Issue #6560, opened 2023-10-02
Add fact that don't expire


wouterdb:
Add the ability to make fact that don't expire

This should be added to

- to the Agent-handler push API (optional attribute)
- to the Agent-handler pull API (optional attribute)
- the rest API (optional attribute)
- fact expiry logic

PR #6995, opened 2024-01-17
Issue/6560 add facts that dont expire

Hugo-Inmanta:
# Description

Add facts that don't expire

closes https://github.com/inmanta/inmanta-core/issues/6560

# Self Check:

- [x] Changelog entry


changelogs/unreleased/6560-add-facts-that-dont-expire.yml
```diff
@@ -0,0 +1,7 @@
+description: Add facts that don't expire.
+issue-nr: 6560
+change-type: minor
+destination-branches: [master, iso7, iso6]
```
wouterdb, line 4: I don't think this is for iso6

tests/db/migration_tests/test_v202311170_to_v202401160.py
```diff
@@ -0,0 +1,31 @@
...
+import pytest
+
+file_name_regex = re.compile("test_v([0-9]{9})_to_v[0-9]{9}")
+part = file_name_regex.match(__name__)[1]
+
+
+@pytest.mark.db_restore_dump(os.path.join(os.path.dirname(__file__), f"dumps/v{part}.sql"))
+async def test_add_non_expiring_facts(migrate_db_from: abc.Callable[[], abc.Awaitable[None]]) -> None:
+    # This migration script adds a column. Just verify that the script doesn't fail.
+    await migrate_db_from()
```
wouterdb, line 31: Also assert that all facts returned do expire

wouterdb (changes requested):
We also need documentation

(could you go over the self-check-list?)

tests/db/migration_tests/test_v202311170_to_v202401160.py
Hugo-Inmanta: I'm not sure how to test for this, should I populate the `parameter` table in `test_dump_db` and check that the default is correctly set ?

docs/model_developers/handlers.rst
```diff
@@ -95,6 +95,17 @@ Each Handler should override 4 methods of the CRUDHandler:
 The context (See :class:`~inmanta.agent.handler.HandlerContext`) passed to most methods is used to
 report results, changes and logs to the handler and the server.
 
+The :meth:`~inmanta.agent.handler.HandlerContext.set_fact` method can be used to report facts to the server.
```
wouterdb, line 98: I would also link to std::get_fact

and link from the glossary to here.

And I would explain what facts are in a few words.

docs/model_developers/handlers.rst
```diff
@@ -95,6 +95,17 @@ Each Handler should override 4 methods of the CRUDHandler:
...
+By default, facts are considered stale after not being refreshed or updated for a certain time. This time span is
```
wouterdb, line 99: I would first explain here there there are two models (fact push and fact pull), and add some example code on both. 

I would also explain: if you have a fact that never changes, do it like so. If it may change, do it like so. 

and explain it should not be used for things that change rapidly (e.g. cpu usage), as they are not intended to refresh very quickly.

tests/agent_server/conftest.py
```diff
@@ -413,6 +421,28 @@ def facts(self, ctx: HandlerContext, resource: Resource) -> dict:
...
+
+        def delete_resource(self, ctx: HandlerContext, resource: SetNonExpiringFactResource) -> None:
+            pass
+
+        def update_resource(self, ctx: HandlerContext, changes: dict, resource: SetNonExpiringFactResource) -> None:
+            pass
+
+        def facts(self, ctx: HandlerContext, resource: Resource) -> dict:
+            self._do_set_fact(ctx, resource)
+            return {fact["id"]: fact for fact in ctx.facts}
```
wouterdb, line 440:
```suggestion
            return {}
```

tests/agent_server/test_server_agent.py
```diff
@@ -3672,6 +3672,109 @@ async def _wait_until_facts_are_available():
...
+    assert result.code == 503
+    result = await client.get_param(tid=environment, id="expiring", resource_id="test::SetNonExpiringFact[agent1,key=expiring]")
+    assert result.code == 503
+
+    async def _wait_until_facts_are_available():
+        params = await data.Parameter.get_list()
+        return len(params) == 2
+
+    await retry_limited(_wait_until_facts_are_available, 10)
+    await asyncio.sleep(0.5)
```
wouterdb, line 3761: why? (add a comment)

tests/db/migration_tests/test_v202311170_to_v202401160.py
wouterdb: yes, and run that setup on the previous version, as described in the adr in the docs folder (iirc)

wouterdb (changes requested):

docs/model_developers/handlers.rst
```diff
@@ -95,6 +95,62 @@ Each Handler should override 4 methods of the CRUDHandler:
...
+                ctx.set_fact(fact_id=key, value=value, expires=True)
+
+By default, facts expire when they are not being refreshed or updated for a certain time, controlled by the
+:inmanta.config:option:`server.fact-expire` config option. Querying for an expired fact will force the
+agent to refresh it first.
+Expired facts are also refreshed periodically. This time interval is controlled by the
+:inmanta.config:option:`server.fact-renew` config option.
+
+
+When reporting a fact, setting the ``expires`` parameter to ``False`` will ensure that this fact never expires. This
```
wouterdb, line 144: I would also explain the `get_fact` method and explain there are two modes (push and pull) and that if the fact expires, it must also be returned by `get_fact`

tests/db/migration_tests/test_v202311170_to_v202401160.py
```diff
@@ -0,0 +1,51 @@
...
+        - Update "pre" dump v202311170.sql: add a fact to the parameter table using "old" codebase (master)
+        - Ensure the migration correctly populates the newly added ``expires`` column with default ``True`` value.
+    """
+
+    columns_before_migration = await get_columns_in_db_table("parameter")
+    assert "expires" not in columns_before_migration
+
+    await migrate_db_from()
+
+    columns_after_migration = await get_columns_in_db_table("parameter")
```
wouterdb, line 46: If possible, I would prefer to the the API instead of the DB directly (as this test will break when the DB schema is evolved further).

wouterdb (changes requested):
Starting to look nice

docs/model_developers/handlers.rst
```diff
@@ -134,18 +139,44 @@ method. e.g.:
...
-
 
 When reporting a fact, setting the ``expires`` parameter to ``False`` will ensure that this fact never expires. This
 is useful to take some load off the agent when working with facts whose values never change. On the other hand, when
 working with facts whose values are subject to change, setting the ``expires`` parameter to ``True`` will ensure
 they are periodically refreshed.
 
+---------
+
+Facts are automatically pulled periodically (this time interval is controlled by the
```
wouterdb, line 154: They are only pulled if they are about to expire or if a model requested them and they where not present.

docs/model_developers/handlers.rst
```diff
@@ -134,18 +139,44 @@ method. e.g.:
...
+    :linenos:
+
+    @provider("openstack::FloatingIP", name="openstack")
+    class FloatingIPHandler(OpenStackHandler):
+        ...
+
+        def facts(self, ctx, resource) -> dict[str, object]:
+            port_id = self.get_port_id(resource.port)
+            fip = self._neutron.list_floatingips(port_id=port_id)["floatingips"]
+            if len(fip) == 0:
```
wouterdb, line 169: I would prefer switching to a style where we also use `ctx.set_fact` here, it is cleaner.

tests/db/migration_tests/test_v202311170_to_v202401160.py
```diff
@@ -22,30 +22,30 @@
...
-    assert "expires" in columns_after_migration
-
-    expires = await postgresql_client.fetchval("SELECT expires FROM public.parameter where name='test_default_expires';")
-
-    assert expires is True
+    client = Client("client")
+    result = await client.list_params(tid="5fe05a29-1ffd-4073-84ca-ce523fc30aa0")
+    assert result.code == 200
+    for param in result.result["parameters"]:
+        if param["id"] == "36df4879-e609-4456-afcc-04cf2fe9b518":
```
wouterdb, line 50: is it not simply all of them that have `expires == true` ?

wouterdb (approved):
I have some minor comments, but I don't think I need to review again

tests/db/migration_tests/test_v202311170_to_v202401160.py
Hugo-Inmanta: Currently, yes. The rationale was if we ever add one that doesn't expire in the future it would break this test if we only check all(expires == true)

====

DIRECTIONS -> Determine how many lines in the listing above contain the word "think". Provide that figure only.

SOLUTION TO THE EXERCISE -> 2